Records drawn from a dataset
_ _ _
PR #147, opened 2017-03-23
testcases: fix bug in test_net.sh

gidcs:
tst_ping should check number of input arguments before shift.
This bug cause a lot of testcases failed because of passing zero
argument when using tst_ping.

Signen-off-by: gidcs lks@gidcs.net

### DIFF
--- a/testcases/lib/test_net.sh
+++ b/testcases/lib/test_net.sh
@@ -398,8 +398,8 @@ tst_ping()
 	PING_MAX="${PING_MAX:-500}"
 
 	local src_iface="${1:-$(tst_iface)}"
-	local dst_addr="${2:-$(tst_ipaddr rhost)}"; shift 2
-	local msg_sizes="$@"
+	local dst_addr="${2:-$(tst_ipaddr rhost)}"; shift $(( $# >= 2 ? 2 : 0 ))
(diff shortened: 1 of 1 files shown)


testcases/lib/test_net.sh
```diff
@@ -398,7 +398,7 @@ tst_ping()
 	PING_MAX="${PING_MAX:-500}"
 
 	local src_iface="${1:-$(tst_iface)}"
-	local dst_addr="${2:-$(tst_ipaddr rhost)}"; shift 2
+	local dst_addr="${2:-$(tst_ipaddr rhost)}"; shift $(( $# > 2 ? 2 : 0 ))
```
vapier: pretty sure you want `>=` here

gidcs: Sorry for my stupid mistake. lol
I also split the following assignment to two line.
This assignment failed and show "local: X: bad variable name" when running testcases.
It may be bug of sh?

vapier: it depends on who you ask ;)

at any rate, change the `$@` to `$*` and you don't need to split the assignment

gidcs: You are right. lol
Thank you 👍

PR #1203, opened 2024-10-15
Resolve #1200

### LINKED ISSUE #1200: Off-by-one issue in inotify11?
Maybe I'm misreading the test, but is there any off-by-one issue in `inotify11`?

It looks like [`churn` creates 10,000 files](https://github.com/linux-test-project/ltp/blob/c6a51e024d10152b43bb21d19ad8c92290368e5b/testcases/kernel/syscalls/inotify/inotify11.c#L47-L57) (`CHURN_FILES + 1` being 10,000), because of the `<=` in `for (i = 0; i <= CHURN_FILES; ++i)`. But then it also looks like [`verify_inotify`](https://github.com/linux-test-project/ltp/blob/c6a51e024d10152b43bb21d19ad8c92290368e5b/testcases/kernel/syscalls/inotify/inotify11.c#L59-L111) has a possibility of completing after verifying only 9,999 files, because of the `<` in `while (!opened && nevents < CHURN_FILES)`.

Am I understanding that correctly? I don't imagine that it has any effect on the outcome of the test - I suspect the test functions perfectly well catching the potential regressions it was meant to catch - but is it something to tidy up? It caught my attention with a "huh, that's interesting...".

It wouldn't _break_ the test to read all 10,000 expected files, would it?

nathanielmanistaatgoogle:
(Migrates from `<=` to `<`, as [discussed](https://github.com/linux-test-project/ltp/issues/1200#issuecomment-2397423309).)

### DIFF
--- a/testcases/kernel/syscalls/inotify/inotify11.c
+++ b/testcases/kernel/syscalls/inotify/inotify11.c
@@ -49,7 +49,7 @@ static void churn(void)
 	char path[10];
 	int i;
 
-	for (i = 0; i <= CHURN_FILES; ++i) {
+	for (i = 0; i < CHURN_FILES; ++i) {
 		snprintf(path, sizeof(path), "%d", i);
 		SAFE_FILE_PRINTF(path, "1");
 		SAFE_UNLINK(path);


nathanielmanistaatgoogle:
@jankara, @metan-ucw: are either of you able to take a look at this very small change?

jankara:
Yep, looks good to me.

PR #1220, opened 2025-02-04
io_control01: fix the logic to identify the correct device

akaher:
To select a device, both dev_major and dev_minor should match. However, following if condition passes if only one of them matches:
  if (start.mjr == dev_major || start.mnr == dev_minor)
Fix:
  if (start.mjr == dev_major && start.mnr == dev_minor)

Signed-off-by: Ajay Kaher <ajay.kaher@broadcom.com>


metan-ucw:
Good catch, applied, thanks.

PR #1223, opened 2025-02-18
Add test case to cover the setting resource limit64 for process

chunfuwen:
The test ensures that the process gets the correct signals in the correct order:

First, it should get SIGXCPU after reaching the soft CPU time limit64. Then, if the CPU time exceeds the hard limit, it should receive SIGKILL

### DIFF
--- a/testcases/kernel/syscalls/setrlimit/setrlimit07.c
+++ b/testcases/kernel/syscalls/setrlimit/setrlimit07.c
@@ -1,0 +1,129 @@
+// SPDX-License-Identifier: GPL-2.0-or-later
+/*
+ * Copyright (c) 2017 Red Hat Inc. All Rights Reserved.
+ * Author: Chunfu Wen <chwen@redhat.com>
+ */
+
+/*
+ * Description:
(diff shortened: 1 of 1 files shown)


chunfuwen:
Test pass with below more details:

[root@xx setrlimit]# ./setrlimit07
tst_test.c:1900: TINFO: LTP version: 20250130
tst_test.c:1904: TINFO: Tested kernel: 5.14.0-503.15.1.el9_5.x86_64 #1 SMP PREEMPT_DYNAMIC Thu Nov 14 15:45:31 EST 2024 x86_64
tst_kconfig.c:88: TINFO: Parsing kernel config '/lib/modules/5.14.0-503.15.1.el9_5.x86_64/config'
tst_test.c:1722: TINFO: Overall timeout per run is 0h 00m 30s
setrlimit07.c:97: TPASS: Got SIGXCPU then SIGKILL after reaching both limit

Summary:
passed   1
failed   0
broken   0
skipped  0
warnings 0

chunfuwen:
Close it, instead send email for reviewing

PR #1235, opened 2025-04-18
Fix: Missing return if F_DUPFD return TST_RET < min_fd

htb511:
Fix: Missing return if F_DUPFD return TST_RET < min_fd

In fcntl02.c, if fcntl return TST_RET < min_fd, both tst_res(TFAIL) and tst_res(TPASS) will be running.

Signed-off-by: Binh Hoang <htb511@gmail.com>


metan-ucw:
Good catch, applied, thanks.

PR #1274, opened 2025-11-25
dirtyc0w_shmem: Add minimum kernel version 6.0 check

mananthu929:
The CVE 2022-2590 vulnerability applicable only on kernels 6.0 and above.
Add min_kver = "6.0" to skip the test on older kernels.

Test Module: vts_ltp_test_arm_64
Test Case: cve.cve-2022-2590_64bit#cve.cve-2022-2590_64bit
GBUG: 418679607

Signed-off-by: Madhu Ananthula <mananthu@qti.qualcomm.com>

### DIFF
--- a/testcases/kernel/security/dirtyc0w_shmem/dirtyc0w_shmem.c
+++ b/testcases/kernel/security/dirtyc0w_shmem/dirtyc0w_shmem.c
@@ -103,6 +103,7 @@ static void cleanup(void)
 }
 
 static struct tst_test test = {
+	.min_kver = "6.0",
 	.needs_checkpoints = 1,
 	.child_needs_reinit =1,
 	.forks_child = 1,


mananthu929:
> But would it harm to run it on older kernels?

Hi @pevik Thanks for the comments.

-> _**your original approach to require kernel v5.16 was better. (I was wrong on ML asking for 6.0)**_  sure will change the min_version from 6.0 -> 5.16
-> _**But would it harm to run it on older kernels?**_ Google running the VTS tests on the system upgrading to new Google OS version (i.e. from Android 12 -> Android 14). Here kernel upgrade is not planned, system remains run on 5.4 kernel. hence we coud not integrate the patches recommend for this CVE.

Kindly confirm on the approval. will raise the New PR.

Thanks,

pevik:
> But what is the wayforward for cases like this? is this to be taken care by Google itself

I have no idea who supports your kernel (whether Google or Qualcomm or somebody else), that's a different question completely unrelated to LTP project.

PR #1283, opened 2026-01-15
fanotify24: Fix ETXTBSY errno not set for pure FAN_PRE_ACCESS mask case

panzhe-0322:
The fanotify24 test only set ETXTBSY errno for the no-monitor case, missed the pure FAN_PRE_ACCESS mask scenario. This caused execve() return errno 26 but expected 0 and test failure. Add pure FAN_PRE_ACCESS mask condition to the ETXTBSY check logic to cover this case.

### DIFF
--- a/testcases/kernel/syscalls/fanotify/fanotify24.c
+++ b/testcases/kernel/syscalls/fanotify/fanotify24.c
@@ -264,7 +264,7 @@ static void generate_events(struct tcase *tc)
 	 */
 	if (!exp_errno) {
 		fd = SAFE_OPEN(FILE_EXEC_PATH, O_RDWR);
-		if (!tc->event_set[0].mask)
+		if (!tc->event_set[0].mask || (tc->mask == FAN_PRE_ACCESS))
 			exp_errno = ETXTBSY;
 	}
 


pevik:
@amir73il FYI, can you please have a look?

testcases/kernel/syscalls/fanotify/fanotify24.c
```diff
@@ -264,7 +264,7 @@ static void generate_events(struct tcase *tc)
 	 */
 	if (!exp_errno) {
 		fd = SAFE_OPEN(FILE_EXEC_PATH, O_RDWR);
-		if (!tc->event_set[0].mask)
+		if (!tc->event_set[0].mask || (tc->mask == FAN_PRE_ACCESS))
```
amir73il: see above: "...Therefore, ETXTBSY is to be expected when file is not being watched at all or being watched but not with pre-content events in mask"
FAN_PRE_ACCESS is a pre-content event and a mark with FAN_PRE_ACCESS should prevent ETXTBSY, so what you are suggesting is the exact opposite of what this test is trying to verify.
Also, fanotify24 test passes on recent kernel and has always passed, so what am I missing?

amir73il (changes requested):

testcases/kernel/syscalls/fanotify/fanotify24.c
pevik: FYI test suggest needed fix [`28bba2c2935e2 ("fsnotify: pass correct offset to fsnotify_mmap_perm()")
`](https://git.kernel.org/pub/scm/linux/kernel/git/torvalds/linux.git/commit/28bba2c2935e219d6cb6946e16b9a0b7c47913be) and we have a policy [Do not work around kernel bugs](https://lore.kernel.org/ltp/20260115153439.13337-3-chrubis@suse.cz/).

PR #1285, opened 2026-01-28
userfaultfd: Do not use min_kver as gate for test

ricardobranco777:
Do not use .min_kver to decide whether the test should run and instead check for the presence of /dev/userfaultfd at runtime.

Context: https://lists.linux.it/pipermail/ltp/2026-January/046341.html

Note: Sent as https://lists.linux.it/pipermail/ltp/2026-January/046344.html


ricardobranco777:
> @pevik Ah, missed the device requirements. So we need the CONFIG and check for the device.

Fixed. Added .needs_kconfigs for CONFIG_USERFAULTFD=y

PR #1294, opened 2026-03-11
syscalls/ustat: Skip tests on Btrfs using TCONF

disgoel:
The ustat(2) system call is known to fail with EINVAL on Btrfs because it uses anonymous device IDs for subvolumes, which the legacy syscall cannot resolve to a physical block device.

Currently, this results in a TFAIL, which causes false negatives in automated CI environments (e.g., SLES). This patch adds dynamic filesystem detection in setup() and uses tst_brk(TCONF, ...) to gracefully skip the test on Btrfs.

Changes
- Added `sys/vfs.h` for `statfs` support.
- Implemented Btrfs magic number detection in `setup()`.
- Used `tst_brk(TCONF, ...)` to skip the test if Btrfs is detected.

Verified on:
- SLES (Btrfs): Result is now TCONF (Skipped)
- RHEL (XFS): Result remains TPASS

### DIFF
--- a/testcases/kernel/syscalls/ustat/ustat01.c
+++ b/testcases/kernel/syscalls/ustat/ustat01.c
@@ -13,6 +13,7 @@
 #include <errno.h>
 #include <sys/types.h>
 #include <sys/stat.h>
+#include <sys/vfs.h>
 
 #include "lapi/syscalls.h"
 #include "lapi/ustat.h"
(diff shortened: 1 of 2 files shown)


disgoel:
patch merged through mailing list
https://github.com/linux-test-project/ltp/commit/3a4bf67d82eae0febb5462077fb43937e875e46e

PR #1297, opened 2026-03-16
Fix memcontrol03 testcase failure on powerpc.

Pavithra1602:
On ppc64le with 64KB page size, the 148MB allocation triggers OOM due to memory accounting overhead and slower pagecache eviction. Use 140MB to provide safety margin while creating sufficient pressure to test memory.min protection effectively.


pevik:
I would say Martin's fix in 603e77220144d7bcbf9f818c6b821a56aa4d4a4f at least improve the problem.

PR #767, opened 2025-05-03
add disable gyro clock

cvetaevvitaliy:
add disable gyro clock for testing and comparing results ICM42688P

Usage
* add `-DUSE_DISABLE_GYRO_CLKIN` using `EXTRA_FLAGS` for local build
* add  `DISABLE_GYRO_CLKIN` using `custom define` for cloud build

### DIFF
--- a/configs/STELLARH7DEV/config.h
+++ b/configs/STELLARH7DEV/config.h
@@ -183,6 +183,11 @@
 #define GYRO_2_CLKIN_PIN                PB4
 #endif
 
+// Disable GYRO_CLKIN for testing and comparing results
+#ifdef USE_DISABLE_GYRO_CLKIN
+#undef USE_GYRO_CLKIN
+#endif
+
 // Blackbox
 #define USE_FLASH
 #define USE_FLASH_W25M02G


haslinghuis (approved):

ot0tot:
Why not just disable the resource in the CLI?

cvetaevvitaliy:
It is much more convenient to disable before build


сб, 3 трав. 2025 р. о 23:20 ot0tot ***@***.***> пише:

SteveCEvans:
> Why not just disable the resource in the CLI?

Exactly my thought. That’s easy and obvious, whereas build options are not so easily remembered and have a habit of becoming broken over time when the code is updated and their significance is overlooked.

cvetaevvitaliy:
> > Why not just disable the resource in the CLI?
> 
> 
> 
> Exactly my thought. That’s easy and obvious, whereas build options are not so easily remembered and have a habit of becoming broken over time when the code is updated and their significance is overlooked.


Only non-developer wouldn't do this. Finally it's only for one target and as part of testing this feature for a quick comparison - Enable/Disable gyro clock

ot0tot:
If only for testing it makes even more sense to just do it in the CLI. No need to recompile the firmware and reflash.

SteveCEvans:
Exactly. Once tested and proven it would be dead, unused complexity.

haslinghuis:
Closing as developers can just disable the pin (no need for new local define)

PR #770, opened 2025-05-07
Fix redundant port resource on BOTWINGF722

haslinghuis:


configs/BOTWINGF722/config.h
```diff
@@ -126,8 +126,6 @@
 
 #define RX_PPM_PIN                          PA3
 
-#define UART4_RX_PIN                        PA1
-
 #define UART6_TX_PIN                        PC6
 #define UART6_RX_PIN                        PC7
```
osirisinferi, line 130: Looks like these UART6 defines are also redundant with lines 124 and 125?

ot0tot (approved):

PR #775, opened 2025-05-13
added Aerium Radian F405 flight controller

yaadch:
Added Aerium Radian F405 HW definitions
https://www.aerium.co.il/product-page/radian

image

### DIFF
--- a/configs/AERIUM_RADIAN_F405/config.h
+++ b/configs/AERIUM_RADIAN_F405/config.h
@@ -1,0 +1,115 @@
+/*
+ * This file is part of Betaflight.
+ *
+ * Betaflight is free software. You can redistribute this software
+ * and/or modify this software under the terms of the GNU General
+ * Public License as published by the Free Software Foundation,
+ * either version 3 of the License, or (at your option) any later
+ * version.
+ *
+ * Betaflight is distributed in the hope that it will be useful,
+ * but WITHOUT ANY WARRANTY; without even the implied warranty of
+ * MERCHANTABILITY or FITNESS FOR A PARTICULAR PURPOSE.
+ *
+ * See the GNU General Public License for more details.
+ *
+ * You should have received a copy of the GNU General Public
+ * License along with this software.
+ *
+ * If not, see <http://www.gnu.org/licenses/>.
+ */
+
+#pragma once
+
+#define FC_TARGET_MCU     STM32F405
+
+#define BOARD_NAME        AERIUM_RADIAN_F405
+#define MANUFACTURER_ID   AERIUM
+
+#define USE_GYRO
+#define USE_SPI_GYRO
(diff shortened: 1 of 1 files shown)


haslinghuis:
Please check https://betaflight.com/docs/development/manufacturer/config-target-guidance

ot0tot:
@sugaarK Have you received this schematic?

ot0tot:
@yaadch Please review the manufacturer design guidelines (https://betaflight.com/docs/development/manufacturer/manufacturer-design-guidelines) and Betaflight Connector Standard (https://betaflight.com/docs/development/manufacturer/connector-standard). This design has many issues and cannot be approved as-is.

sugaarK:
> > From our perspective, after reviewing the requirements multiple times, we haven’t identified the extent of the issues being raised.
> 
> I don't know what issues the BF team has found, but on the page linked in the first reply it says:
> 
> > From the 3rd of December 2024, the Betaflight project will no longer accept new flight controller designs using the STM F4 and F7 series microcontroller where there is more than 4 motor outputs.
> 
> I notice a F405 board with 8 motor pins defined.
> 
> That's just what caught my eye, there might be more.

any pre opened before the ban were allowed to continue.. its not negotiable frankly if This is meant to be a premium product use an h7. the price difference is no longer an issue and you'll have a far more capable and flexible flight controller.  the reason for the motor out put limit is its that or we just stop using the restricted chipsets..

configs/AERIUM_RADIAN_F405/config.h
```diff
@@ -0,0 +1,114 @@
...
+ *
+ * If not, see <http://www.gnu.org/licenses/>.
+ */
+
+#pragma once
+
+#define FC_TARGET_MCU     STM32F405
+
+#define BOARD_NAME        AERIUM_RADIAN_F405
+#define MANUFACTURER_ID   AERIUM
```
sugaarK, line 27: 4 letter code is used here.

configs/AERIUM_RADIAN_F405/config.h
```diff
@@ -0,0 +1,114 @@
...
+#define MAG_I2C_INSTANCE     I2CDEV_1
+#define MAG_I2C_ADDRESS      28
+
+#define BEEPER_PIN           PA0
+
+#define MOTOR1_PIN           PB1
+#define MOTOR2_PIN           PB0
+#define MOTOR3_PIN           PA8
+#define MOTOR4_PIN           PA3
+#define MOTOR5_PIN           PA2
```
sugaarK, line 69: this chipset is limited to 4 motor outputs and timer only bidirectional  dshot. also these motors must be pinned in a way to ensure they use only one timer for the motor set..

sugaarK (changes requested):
_ _ _
**Exercise brief**
Print, please, the lines above from the very first through the one that holds "--- a/testcases/lib/test_net.sh", both included, word for word and with nothing else.

**Answer space**
PR #147, opened 2017-03-23
testcases: fix bug in test_net.sh

gidcs:
tst_ping should check number of input arguments before shift.
This bug cause a lot of testcases failed because of passing zero
argument when using tst_ping.

Signen-off-by: gidcs lks@gidcs.net

### DIFF
--- a/testcases/lib/test_net.sh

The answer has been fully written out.